◆ **Activity**
For the data below, restate word for word only the lines from the line containing "(diff shortened: 1 of 1 files shown)" through the line containing "### LINKED ISSUE", both ends included.

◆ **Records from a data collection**
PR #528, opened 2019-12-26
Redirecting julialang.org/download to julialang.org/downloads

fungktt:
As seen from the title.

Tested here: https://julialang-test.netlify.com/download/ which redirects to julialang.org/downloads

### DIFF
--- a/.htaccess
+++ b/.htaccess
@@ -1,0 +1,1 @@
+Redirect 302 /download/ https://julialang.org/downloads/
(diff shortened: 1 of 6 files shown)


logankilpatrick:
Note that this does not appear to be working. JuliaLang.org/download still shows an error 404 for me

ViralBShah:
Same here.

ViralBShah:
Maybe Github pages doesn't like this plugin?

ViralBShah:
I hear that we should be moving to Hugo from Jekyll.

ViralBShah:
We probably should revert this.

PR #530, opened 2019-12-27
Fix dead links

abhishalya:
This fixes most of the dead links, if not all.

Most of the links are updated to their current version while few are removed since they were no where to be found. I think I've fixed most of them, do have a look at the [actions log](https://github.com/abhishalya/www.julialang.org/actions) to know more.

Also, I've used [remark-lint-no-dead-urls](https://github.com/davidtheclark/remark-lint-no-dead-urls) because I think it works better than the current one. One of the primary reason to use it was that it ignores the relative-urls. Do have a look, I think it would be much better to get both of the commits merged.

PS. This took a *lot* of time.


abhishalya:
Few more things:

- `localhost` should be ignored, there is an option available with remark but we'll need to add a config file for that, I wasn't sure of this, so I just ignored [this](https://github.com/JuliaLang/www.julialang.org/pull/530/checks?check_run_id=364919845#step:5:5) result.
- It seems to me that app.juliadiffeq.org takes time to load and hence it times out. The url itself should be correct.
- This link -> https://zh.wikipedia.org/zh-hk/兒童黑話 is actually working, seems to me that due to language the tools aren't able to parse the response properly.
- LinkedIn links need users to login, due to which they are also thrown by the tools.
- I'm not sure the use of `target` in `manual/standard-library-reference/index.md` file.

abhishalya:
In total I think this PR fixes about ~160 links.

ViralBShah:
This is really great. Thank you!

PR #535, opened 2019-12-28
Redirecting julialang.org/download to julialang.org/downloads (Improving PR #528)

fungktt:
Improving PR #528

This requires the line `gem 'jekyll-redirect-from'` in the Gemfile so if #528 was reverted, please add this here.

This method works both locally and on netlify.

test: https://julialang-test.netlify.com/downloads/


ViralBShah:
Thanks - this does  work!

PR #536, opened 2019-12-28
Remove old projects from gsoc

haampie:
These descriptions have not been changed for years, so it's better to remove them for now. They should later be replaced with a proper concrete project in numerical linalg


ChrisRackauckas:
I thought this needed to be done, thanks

* * *

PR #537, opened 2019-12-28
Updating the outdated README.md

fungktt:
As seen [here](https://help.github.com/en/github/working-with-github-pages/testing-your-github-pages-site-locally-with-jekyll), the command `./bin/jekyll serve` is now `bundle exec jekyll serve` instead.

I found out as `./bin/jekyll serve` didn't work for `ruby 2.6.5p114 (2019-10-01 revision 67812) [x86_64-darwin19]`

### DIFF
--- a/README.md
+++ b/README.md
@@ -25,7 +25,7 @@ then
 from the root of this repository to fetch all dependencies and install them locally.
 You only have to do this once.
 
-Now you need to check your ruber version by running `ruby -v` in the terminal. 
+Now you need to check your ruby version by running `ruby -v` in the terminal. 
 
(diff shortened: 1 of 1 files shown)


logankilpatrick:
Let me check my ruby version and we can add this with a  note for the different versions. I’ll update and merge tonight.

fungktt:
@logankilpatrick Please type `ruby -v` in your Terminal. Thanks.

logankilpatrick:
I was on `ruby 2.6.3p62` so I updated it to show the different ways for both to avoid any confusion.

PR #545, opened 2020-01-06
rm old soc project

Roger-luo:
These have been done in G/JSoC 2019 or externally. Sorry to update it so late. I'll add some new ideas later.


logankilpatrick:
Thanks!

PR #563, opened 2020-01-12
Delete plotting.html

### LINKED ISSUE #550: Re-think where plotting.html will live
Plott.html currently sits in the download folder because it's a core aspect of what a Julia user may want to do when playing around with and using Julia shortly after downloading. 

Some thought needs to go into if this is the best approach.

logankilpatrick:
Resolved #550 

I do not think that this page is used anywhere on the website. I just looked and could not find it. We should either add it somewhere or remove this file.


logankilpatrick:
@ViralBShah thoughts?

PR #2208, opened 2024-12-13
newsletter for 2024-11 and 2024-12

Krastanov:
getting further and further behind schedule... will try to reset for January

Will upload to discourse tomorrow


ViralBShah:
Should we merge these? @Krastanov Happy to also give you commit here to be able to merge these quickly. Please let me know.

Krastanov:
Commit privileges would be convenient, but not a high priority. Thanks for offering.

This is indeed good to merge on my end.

◆ **Problem solution**
(diff shortened: 1 of 1 files shown)


logankilpatrick:
Let me check my ruby version and we can add this with a  note for the different versions. I’ll update and merge tonight.

fungktt:
@logankilpatrick Please type `ruby -v` in your Terminal. Thanks.

logankilpatrick:
I was on `ruby 2.6.3p62` so I updated it to show the different ways for both to avoid any confusion.

PR #545, opened 2020-01-06
rm old soc project

Roger-luo:
These have been done in G/JSoC 2019 or externally. Sorry to update it so late. I'll add some new ideas later.


logankilpatrick:
Thanks!

PR #563, opened 2020-01-12
Delete plotting.html

### LINKED ISSUE #550: Re-think where plotting.html will live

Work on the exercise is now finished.